- WHAT THE TASK REQUIRES:
Find the lines of the records in which the word "above" appears and report how many there are, as a number alone.

____

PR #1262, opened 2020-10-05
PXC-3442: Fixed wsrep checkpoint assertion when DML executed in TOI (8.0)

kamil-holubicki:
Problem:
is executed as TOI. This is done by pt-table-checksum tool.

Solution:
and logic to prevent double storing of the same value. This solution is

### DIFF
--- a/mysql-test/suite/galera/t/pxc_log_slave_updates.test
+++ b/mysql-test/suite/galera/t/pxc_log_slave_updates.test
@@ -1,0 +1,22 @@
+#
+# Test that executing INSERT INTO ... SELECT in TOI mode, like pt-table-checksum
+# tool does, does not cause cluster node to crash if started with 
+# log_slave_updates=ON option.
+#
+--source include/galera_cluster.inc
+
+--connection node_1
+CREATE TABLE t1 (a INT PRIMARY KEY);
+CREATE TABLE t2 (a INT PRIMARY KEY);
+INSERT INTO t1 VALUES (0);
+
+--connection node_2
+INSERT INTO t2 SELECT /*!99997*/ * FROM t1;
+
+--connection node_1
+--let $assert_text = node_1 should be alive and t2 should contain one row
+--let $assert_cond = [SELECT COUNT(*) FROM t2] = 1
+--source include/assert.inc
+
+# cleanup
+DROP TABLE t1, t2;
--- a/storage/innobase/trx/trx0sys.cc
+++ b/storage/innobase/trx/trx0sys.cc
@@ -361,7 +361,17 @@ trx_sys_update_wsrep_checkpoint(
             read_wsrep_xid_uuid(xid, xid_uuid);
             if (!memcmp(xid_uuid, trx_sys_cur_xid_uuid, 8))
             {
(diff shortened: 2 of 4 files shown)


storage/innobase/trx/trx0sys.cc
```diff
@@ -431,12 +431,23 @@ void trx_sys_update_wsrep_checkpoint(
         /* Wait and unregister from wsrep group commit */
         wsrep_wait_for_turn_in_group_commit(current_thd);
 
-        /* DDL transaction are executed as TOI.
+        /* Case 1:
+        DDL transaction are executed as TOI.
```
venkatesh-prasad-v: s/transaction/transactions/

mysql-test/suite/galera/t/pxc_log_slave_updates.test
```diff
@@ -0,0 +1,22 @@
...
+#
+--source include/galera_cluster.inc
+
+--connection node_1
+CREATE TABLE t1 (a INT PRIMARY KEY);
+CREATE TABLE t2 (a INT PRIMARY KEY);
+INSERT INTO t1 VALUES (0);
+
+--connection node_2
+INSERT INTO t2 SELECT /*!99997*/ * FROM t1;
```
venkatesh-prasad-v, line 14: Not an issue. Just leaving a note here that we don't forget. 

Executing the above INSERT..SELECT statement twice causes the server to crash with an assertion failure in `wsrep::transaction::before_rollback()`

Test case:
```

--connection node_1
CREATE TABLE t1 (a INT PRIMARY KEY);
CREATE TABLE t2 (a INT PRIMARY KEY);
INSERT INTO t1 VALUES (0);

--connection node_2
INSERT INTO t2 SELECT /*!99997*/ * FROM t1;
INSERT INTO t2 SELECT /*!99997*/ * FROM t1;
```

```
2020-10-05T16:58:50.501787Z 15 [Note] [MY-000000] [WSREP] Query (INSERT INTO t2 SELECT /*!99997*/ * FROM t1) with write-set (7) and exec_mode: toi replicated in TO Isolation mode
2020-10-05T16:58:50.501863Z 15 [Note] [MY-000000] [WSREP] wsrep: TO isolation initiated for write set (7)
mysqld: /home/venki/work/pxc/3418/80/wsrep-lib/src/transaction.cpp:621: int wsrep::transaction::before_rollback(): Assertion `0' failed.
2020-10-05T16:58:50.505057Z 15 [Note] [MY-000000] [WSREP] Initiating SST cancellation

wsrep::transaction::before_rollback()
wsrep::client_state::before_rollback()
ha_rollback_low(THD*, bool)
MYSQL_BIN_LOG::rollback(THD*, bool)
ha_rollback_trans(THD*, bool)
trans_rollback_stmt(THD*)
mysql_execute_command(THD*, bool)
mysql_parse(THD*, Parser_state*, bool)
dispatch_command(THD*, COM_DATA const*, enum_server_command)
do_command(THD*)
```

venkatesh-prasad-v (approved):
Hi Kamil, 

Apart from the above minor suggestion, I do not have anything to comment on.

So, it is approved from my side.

____

- OUTPUT OF THE TASK:
2